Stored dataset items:
Issue #1953, opened 2019-03-01
Code snippet screen reader issues


dakahn:
@dakahn 
AVT 3 issues found with macOS Mojave, Chrome and VoiceOver.
For the inline code snippet VO does not:
- announce what the button is for. VO should announce that it is a "copy" button.
- announce that the text is a code snippet.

**What is required:**
Show all lines in the entries above where the word "that" appears.

**Solved exercise:**
- announce what the button is for. VO should announce that it is a "copy" button.
- announce that the text is a code snippet.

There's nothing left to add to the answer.